Being present with someone in the hardest parts of their lives means that the force of injustice, brokenness, and helpless hopelessness can leave us feeling battered by our inability to fix or change what’s going on.

I can’t heal that person’s physical and emotional wounds. I can’t exact justice for those orphans a half a world away.

And that’s where the tears come from.

From the feeling that my meager offering of presence isn’t even a drop that registers in the bucket.

That some hurts are too big and too complicated for me to be of any help at all.

So I cried, trying to process, trying to pray, not even trying to make sense of the absolutely senseless. Seeking God in the I don’t know what.

And then the still small voice came.

“I’m there, I’m in the room”

Because even though my presence feels inadequate, God’s presence isn’t.

When I walk into each room, God has gone before me. Whether the person in the room knows or acknowledges Him at all, He permeates this world.

He’s in the room. He’s in the room with them, with me. He surrounds the situation and their pain with a depth of understanding that only the Sacrifice for that pain can know.

The depth that I ache is nothing to the tears that he sheds as he looks upon his creation, that person sitting in the bed. Seeing the depth of their experience where I only see the sliver.

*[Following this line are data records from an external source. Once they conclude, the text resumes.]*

PR #276, opened 2024-07-19
feat: changing height and present widget better for mobile

DNR500:
This branch looks to facilitate some of the changes for following tickets which are kind of inter-related

Jira: [LF-3514](https://lifi.atlassian.net/browse/LF-3514)
Jira: [LF-8614](https://lifi.atlassian.net/browse/LF-8614)
Jira: [LF-8615](https://lifi.atlassian.net/browse/LF-8615)

New controls have been added to facilitate testing and development when working with widget height changes. In the Design section of the Playground, you will now find a new option labeled 'Layout.' This option reveals additional controls within the Playground settings. A toggle switch is available in these settings, allowing you to easily enable or disable this feature.

This toggle currently covers the 'bookmarks store' control that sits in the 'Playground settings'- this is purely to mock out data to develop against and that mock data may not work as expected in some parts of the widget. 

**Layout controls**
Layout-Design-Control

Presents controls for - default, restricted max height, restricted height, full height.

**Default**
Layout-Default

**Restricted max height**
Layout-restricted-max-height

**Restricted height**
Layout-restricted-height

**Full height**
Layout-full-height

**Playground settings**

*When layout is NOT full height
Playground-settings-when-not-full-height

*When layout is full height - controls to show a mock header and mock footer are available
Playground-settings-when-full-height

**How this functionality works with the widget config**

We have 4 conceptual ways of dealing with the widgets: **default, restricted max height, restricted height, full height.**

**Default**
This requires no change to config but fundamentally works in the same way as the restricted max height. Its present the  default max height of the widget as 682px.

**Restricted max height**
To use this layout you can add a max height property to the container section of the config. You should use a number not a string value to provide the max height in px. And its advisable to use a value above 682 which is the default value of the widget.

```
const widgetConfig: WidgetConfig = {
  ...
  theme; {
    container: {
      maxHeight: 820
    }
  }
 ...
}
```

When using restricted max height any pages inside the widget that are bigger than the max height provided will present scrolling to allow content to be reachable. 

When pages are smaller than the max height the Widgets outer container, the 'widget-app-expanded-container', should shrink to take up only the minimum space required - generally pages inside the Widget will occupy the minimum space needed.

**Restricted height**
To use this layout you can add a height property to the container section of the config. You should use a number not a string value to provide the height in px. And its advisable to use a value above 682 which is the default value of the widget.

```
const widgetConfig: WidgetConfig = {
  ...
  theme; {
    container: {
      height: 820
    }
  }
  ...
}
```

When using restricted height all pages in the Widget should, as a minimum, occupy the full height stated and any pages inside the widget that are bigger than the height provided will present scrolling to allow content to be reachable.

Widgets outer container, the 'widget-app-expanded-container', will remain fixed at the height presented in the config.

Its recommend NOT to attempt to use the containers height and maxHeight together - in the Widget they present different modes of operation.

**Full height**
Full height has initially been included to better present the widget where less screen real estate is available such as on mobile devices. It assumes that the widget will make up the majority of the content and functionality on a page and where possible will allow scrolling via the page itself. With this layout the widget will attempt to occupy the full height of the HTML element containing it.

Full height layout can feature number of different properties in the config - we will break each of these down

```
const widgetConfig: WidgetConfig = {
  ...
  variant: 'compact'
  theme; {
    container: {
      display: 'flex',
      height: '100%'
    }
    header: {
      position: 'fixed',
      top: 0,
    },
  }
  ...
}
```

- **variant** - required - full height is designed to work with the 'compact' variant - 'compact 'itself is already built to work with smaller screen spaces in mind.
- **container** - required - this should feature ` display: 'flex',` and ` height: '100%'` to tell the Widget to occupy the full space of the containing HTML element and to also allow the use of flex in some parts of the Widget to try to better use available screen space.
- **header** - optional - in other layouts such as restricted max height and restricted height the widget headers are 'sticky' so will stay in position when the user scrolls. This can be more trick to do when using the Widget in full height layout so this option can help you achieve a similar effect when using the full height option. When used this will position the widgets page header in relation to the window and remove it from the static flow of the document. 
  -  `position: 'fixed',` - sets up the header positioning
  - `'top: 0,'` - the top property should allow the header to be position allowing for things like headers or site navigation. that might sit above the widget. For example you might want to change it to `'top: 48,'`
  -  When `header` is not included in the config the Widgets page header will remain in the static flow of the document will be part of the scrolling content - so on pages that can scroll the header may scroll out view.

**Using a full height Widget on a page**
To present the widget well for something like a mobile experience the pages HTML & CSS outside of the Widget will also have to be considered as well as the widget settings. With the Widget surrendering its height to its external HTML container this needs to be handled well by the containing application.

- Viewport meta updates may be need for the page to correctly perform well as expected on mobile
  - eg `<meta name="viewport" content="width=device-width, initial-scale=1, user-scalable=no">`
- You may also want to think about you page behaves on in terms of occupying the fully page height
  -  for example In the Widget Playground we use '100dvh' with the min-height css which means that if widgets pages are bigger than this that the page can still scroll to allow access to that widget content. Also that when widgets pages are smaller than the viewport they can scale and position elements to better use the available space to occupy the full screen height.
  - You should add `overscroll-behavior: none;` to the root/body of your page to prevent undesired scrolling behaviour
  - Placement on the page in relation to headers and footers may also have to be considered.

[LF-3514]: https://lifi.atlassian.net/browse/LF-3514?atlOrigin=eyJpIjoiNWRkNTljNzYxNjVmNDY3MDlhMDU5Y2ZhYzA5YTRkZjUiLCJwIjoiZ2l0aHViLWNvbS1KU1cifQ
[LF-8614]: https://lifi.atlassian.net/browse/LF-8614?atlOrigin=eyJpIjoiNWRkNTljNzYxNjVmNDY3MDlhMDU5Y2ZhYzA5YTRkZjUiLCJwIjoiZ2l0aHViLWNvbS1KU1cifQ
[LF-8615]: https://lifi.atlassian.net/browse/LF-8615?atlOrigin=eyJpIjoiNWRkNTljNzYxNjVmNDY3MDlhMDU5Y2ZhYzA5YTRkZjUiLCJwIjoiZ2l0aHViLWNvbS1KU1cifQ


packages/widget/src/components/Routes/RoutesExpanded.tsx
```diff
@@ -43,13 +46,18 @@ export const RoutesExpanded = () => {
   const match = Boolean(element?.props?.children);
 
   return (
-    <CollapseContainer>
+    <CollapseContainer id="CollapseContainer">
```
chybisov, line 49: Let's add this id attribute here please to be consistent https://github.com/lifinance/widget/blob/main/packages/widget/src/utils/elements.ts#L1

packages/widget-playground/src/components/DrawerControls/DesignControls/LayoutControls.tsx
```diff
@@ -0,0 +1,275 @@
...
+              {inputLabel[selectedLayoutId]}
+            </label>
+            {(heightValue && heightValue < defaultMaxHeight) || !heightValue ? (
+              <CapitalizeFirstLetter variant="caption" sx={{ paddingLeft: 1 }}>
+                {`${defaultMaxHeight}px minimum`}
+              </CapitalizeFirstLetter>
+            ) : null}
+          </CardRowColumn>
+          <Input
+            id="layout-height-input"
```
chybisov, line 258: Let's add this id attribute here please to be consistent https://github.com/lifinance/widget/blob/main/packages/widget/src/utils/elements.ts#L1

packages/widget/src/components/AppContainer.tsx
```diff
@@ -64,9 +109,12 @@ export const AppContainer: React.FC<PropsWithChildren<{}>> = ({ children }) => {
         id={createElementId(ElementId.ScrollableContainer, elementId)}
         variant={variant}
         enableColorScheme
+        paddingTopAdjustment={positionFixedAdjustment}
         // ref={ref}
       >
-        <FlexContainer disableGutters>{children}</FlexContainer>
+        <FlexContainer disableGutters id="app-level-flex-container">
```
chybisov, line 115: Let's add this id attribute here please to be consistent https://github.com/lifinance/widget/blob/main/packages/widget/src/utils/elements.ts#L1

packages/widget/src/components/Routes/RoutesExpanded.tsx
```diff
@@ -112,15 +120,20 @@ export const RoutesExpandedElement = () => {
...
-        <Container enableColorScheme>
-          <ScrollableContainer>
+      <RouteNestedGrow
+        timeout={timeout.enter}
+        in={expanded}
+        mountOnEnter
+        unmountOnExit
+      >
+        <Container enableColorScheme minimumHeight={isLoading}>
+          <ScrollableContainer id="ScrollableContainer">
```
chybisov, line 136: Let's add this id attribute here please to be consistent https://github.com/lifinance/widget/blob/main/packages/widget/src/utils/elements.ts#L1

packages/widget/src/components/TokenList/TokenList.tsx
```diff
@@ -82,7 +81,11 @@ export const TokenList: FC<TokenListProps> = ({
     !tokenSearchFilter;
 
   return (
-    <Box ref={parentRef} style={{ height, overflow: 'auto' }}>
+    <Box
+      ref={parentRef}
+      style={{ height, overflow: 'auto' }}
+      id="token-list-parent"
```
chybisov, line 87: Let's add this id attribute here please to be consistent https://github.com/lifinance/widget/blob/main/packages/widget/src/utils/elements.ts#L1

packages/widget/src/components/ChainSelect/MobileChainSelect.tsx
chybisov, line 1: I remember we discussed merging this functionality with the regular ChainSelect component 👀

chybisov (changes requested):

packages/widget/src/components/Routes/RoutesExpanded.tsx
DNR500: I think can remove these - I've accidently left them in from debug the routes positioning so they aren't really needed

packages/widget/src/components/ChainSelect/MobileChainSelect.tsx
DNR500: Have deleted the MobileChainSelect code

packages/widget/src/components/TokenList/TokenList.tsx
DNR500: I think can remove these - I've accidently left them in from debug the routes positioning so they aren't really needed

packages/widget/src/components/Routes/RoutesExpanded.tsx
DNR500: I think can remove these - I've accidently left them in from debug the routes positioning so they aren't really needed

packages/widget/src/components/AppContainer.tsx
DNR500: I think can remove these - I've accidently left them in from debug the routes positioning so they aren't really needed

packages/widget-playground/src/components/DrawerControls/DesignControls/LayoutControls.tsx
DNR500: I think can remove these - I've accidently left them in from debug the routes positioning so they aren't really needed

chybisov (approved):

PR #292, opened 2024-09-02
feat: add explorer link to the support card

DNR500:
Jira: [LF-9382](https://lifi.atlassian.net/browse/LF-9382)

Screenshot 2024-09-03 at 12 16 19

This changes the name of the support id card to `Transfer Id` and adds a link to open a new tab from the card that appears at the end of a transactions on the transaction details page.

It defaults to using LiFi scan - `https://scan.li.fi` and will open the page

https://scan.li.fi/tx/0x48018bad1907c531fabf0efa509eebf25ee4f0f37c916732648b912c53a7a223

The link is configurable via widget config, for example the addition of the following

```
const config = {
  ...
  explorerUrl: 'https://jumper.exchange/scan',
  ...
}
```
Will open the page 

https://jumper.exchange/scan/tx/0x48018bad1907c531fabf0efa509eebf25ee4f0f37c916732648b912c53a7a223/

In the config only the base url is needed `/tx/{hash}` is added internally by the widget

[LF-9382]: https://lifi.atlassian.net/browse/LF-9382?atlOrigin=eyJpIjoiNWRkNTljNzYxNjVmNDY3MDlhMDU5Y2ZhYzA5YTRkZjUiLCJwIjoiZ2l0aHViLWNvbS1KU1cifQ

### DIFF
--- a/packages/widget-playground/src/defaultWidgetConfig.ts
+++ b/packages/widget-playground/src/defaultWidgetConfig.ts
@@ -206,7 +206,6 @@ export const widgetBaseConfig: WidgetConfig = {
 export const defaultWidgetConfig: Partial<WidgetConfig> = {
   ...widgetBaseConfig,
   appearance: 'auto',
-  explorerUrl: 'https://scan.li.fi/tx/',
   theme: {
     palette: {
       primary: {
--- a/packages/widget-playground/src/defaultWidgetConfig.ts
+++ b/packages/widget-playground/src/defaultWidgetConfig.ts
@@ -206,6 +206,7 @@ export const widgetBaseConfig: WidgetConfig = {
 export const defaultWidgetConfig: Partial<WidgetConfig> = {
   ...widgetBaseConfig,
   appearance: 'auto',
+  explorerUrl: 'https://scan.li.fi/tx/',
   theme: {
     palette: {
       primary: {
--- a/packages/widget/src/pages/TransactionDetailsPage/SupportIdCard.tsx
+++ b/packages/widget/src/pages/TransactionDetailsPage/SupportIdCard.tsx
@@ -6,6 +6,8 @@ import { CardIconButton } from '../../components/Card/CardIconButton.js';
 import { CardTitle } from '../../components/Card/CardTitle.js';
 import { useWidgetConfig } from '../../providers/WidgetProvider/WidgetProvider.js';
 
+const lifiExplorerUrl = 'https://scan.li.fi';
+
 interface SupportIdCardProps {
   supportId: string;
 }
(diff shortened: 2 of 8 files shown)


packages/widget-playground/src/defaultWidgetConfig.ts
```diff
@@ -206,6 +206,7 @@ export const widgetBaseConfig: WidgetConfig = {
 export const defaultWidgetConfig: Partial<WidgetConfig> = {
   ...widgetBaseConfig,
   appearance: 'auto',
+  explorerUrl: 'https://scan.li.fi/tx/',
```
DNR500, line 209: using a string here to preset the url prefix for the explorer. We could potentially use a function in place here if urls were to also feature a suffix. eg

```
exploreUrl: (tx: string) => `http://prefix/${tx}/suffix`,
```
But for the use case for l LiFi and Jumper scan I don't think that is needed

packages/widget/src/pages/TransactionDetailsPage/SupportIdCard.tsx
```diff
@@ -0,0 +1,70 @@
...
+            gap: 1,
+            display: 'flex',
+            marginRight: 2,
+            marginTop: 1,
+          }}
+        >
+          <CardIconButton size="small" onClick={copySupportId}>
+            <ContentCopyRounded fontSize="inherit" />
+          </CardIconButton>
+          {explorerUrl ? (
```
DNR500, line 52: Currently the button for the link will only appear if an `exploreUrl` is featured in the config - there is a question here as to whether we would want `explorerUrl` to default to `https://scan.li.fi/tx/` if explorerUrl is not added to the Widget config?

chybisov: Yes please, let's always fallback to li.fi scan

packages/widget-playground/src/defaultWidgetConfig.ts
chybisov: @DNR500 I guess we can provide just the basic url in options like https://scan.li.fi and the rest should follow conventions (`/tx/{hash}`).

DNR500: Makes sense

packages/widget/src/pages/TransactionDetailsPage/SupportIdCard.tsx
```diff
@@ -0,0 +1,71 @@
+import { ContentCopyRounded, OpenInNew } from '@mui/icons-material';
+import { Box, Typography } from '@mui/material';
+import { useTranslation } from 'react-i18next';
+import { Card } from '../../components/Card/Card.js';
+import { CardIconButton } from '../../components/Card/CardIconButton.js';
+import { CardTitle } from '../../components/Card/CardTitle.js';
+import { useWidgetConfig } from '../../providers/WidgetProvider/WidgetProvider.js';
+
+const lifiExplorerUrl = 'https://scan.li.fi';
```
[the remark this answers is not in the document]
DNR500: Already on it :-)

chybisov (approved):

He reminded me that my role is to add my presence to His. To bring into the room the knowledge of Him that may be lacking. To bring into the room the hands and feet of His servant. To listen, to grieve, to encourage, to be.

Because I can’t alleviate their pain, but He can.

 

4 thoughts on “God is in the Room

  1. Hi Mandy
    Both a challenge and a huge encouragement. Thank you for your openness and honesty.

    I’ve been pondering the account of the Triumphal entry in John 12, and the comments of Jesus that follow regarding his coming glorification. “Where I am, my servant will also be.” The order is important here, it’s not ‘where we are, we invite God to join us’, it is that God is already there (in the room) and calls His servants to join Him.
    Blessings!

  2. I’m so glad you had tears for this moment. There’s a lot of them for those who serve others between this and the world to come.

  3. Thank you so much for this. Divine timing for me! It’s been a week of walking through overwhelming brokenness around me.